The transformation Walker and his associates worked at MIT was abundantly successful, though not without stress and strain, over chemistry and chemical engineering, and one in the same department, and over the role of contract research in a university. So it is, at any rate, that Walker is widely regarded as the father of the discipline, and MIT's department, which split from chemistry in 1920 and was headed by Warren Lewis, as the center of early development. Testimony to this success were the impacts that its graduates, ideas, approaches, and research results on the chemical and petroleum industries of the United States, which had come out of World War I the world's number one economic power.
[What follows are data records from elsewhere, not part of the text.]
PR #615, opened 2026-02-03
CLIENT-4155 Invalid binNames on selectByPath and modifyByPath return parameter error

mirzakaracic:


bin.go
```diff
@@ -14,12 +14,17 @@
 
 package aerospike
 
+const (
+	// MaxBinNameLength is the maximum bin name length.
+	MaxBinNameLength = 15
```
khaf: Should this be exposed to the user?

bin.go
```diff
@@ -14,12 +14,17 @@
...
+)
+
 // BinMap is used to define a map of bin names to values.
 type BinMap map[string]any
 
 // Bin encapsulates a field name/value pair.
 type Bin struct {
-	// Bin name. Current limit is 14 characters.
+	// Bin name. Current limit is 15 characters.
```
khaf: Bytes. Runes (Unicode characters) are multi-byte in Go.

operation.go
```diff
@@ -64,6 +64,9 @@ type Operation struct {
 
 	// binValue (Optional) determines bin value used in operation.
 	binValue Value
+
+	// err (Optional) contains validation error from operation creation.
+	err Error
```
khaf: This should be removed now.

command.go
```diff
@@ -4213,3 +4225,8 @@ func (cmd *baseCommand) applyDetailedMetricsDataSizeAndLatencyOnWrite(ifc comman
 		}
 	}
 }
+
+func (cmd *baseCommand) validateBinName(binName string) (int, bool) {
```
khaf: The name should reflect what the method does. The better names would probably be `writeAndValidateBinName`.

khaf (changes requested):

bin.go
mirzakaracic: Not it should not.

khaf (approved):
Looks good.

exherb:
why empty bin name is not allowed and these kind of changes are not mark as breaking change? @mirzakaracic @khaf

PR #619, opened 2026-02-13
CLIENT-3885 Add a guardrail to prevent expiration from being set with  read-only operate

mirzakaracic:
Added test to validate since the logic was already in place.


khaf (approved):
Looks good.

PR #640, opened 2026-03-25
CLIENT-3998 Ops Projection

mirzakaracic:


khaf (dismissed):
Looks good.

internal/version/version.go
```diff
@@ -30,6 +30,7 @@ type Version struct {
 
 var (
 	ServerVersion_8_1           = &Version{Major: 8, Minor: 1, Patch: 0, Build: 0}
+	ServerVersion_8_1_2         = &Version{Major: 8, Minor: 1, Patch: 2, Build: 0}
```
khaf: One of the better ways to do this would be to add `version.SupportsXXX()` methods to remove the ambiguity on the call sites.

node_validator.go
```diff
@@ -322,6 +322,9 @@ func (ndv *nodeValidator) setFeatures(alias *Host) Error {
 		ndv.features |= _SUPPORTS_BATCH_ANY
 		ndv.features |= _SUPPORTS_PARTITION_QUERY
 	}
+	if ndv.serverVersion.IsGreaterOrEqual(version.ServerVersion_8_1_2) {
```
khaf: So here, the call would be:

```go
if version.SupportsQueryOpsProjectionExt() {
...
}
```

khaf: The current design is a leaky abstraction. Not a huge deal, but the alternative is nicer and easier to read.

khaf (dismissed):
Looks OK. I have added a comment regarding a change to the `Version` struct. I have approved the PR, but won't merge it. You can merge it yourself based on your own discretion.

PR #2850, opened 2025-06-05
feat(ng-dev): update target labels in renovate config

alan-agius4:
This commit enhances the release tool to dynamically adjust Renovate labels based on the current version.

Example:
https://github.com/angular/angular/pull/61894


ng-dev/release/publish/actions/renovate-config-updates.ts
```diff
@@ -34,8 +36,92 @@ export async function updateRenovateConfig(
...
 }
+
+/**
+ * Updates a specific target label in the `renovate.json` configuration file.
+ * This function specifically targets and replaces one label with another within the `packageRules`.
+ *
+ * @param projectDir - The path to the project directory.
+ * @param fromLabel - The label name to be replaced.
+ * @param toLabel - The new label name to replace `fromLabel` with.
+ * @returns A promise that resolves to `true` if a label was updated and the file was written `false` otherwise.
```
josephperrott, line 58: It looks like this doesn't resolve to `true` or `false` but instead to either `string` or `null`

alan-agius4: Good catch, I forgot to update the comment. Will do it tomorrow

PR #2869, opened 2025-06-23
fix(ng-dev): avoid exposing the API key in help text

crisbeto:
The API key from the environment was set as the default in `yargs` which means that it was being logged when the user doesn't type out the command properly.


josephperrott (approved):
LGTM

josephperrott:
This PR was merged into the repository by commit db18d7175d759fdfb3e40d363a1579621d1fcffd.

PR #2870, opened 2025-06-24
fix(bazel): add support for defining the platform used for bundling `spec_bundle` targets

josephperrott:
Previously the platform was hardcoded to node which worked by chance, but in some cases the platform should be explicitly set to browser for web test which will run in a browser


devversion (approved):

josephperrott:
This PR was merged into the repository by commit 92edde46390984cf9182d3d1e5c4c7651f75171f.

PR #2879, opened 2025-06-27
refactor(bazel): use a ts_project instead of ts_library for providing the driver-utilities

josephperrott:


bazel/benchmark/driver-utilities/BUILD.bazel
```diff
@@ -1,19 +1,26 @@
-load("//bazel:defaults.bzl", "ts_library")
+load("@aspect_rules_ts//ts:defs.bzl", "ts_project")
 
 package(default_visibility = ["//visibility:public"])
 
-ts_library(
+ts_project(
```
devversion, line 5: I'd suggest we move the driver utilities into FW `modules/`

josephperrott: I can do that instead.

PR #2908, opened 2025-07-24
fix(bazel/spec-bundling): allow for non init suffixed files to be used as bootstrap files

josephperrott:


bazel/spec-bundling/spec-entrypoint.bzl
```diff
@@ -71,7 +71,10 @@ def _spec_entrypoint_impl(ctx):
     # Note: `to_list()` is an expensive operation but we need to do this for every
     # dependency here in order to be able to filter out spec files from depsets.
     direct_bootstrap_files = depset(transitive = bootstrap_direct_deps).to_list()
-    bootstrap_files = _filter_files(direct_bootstrap_files, ["init"])
+
+    # Filter to only js and mjs files, we can't always define what the name of the files
+    # needed for bootstrapping are so we rely on the user to provide the exact list.
+    bootstrap_files = _filter_files(direct_bootstrap_files, [""])
```
devversion, line 77: IIRC this was a risk for some unintended files to be picked up, but not sure anymore.

Isn't this logic the same and should continue working even with RJS?

LGTM to unblock as it generally seems reasonable

devversion (approved):

PR #2912, opened 2025-07-29
fix(bazel): extract types from ts_project targets instead of ts_library

josephperrott:
Look for types and transitive types in JsInfo instead of DeclarationInfo providers.


devversion (approved):

josephperrott:
This PR was merged into the repository by commit 39c70c3c8c63165bc2df0efc7dcb3b3287b69685.

PR #2918, opened 2025-08-01
ci: enable pnpm updates

alan-agius4:
With pnpm version 10, pnpm will download the appropriate version and thus no longer require to pin the version of pnpm in all repositories to that of the renovate GitHub action.


josephperrott (approved):
LGTM

PR #2922, opened 2025-08-04
refactor(ng-dev): use pnpm instead of yarn

JeanMeche:
This is for the build-and-link command


josephperrott (approved):
LGTM

JeanMeche:
The problem when you don't test your changes is that sometimes they don't work. 😄

PR #2950, opened 2025-08-11
fix(ng-dev): downgrade `@google-cloud/spanner` to `8.0.0`

alan-agius4:
See: https://github.com/googleapis/nodejs-spanner/issues/2375


josephperrott (approved):
LGTM

PR #2969, opened 2025-08-14
fix(bazel): relax node.js check in integration checks

alan-agius4:
This error currently breaks components.


devversion (approved):
I don't know where this comes from, but LGTM to unblock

In the decades before the war, Nernst and Haber and others in Germany had taken up gas-phase reactions and were soon pursuing nitrogen fixation by ammonia synthesis, a goal of tremendous economic and geopolitical significance, and recognized in other countries as well. Haber got the breakthrough by discovering a catalyst in 1908. Badische Anilin und Soda Fabrik, BASF, took on the development, assigning to it a self-made chemical engineer, Carl Bosch. He was a mechanical engineering graduate of Leipzig University with a PhD in industrial chemistry.
He worked with Alwin Mittasch, a chemist who oversaw 20,000 trials with different catalyst formulations to find the best. Bosch designed the first high-pressure continuous-flow tubular reactor-- actually, a two bundle-- and the rest of the [? plant. ?] In 1913, they had the Haber-Bosch process for synthetic ammonia in operation and patented, a signal accomplishment like Solvay's 50 years earlier.
After the war, German technology was a war prize. And in America in the 1920s, process innovation turned to high-pressure and, often, higher-temperature processes, capitalizing on German advances in vapor-phase catalytic reaction processes. The first products were synthetic methanol and other commercial solvents, setting the stage for the coming era of chemicals from petroleum feedstocks, now looked upon as the tradition in chemical engineering.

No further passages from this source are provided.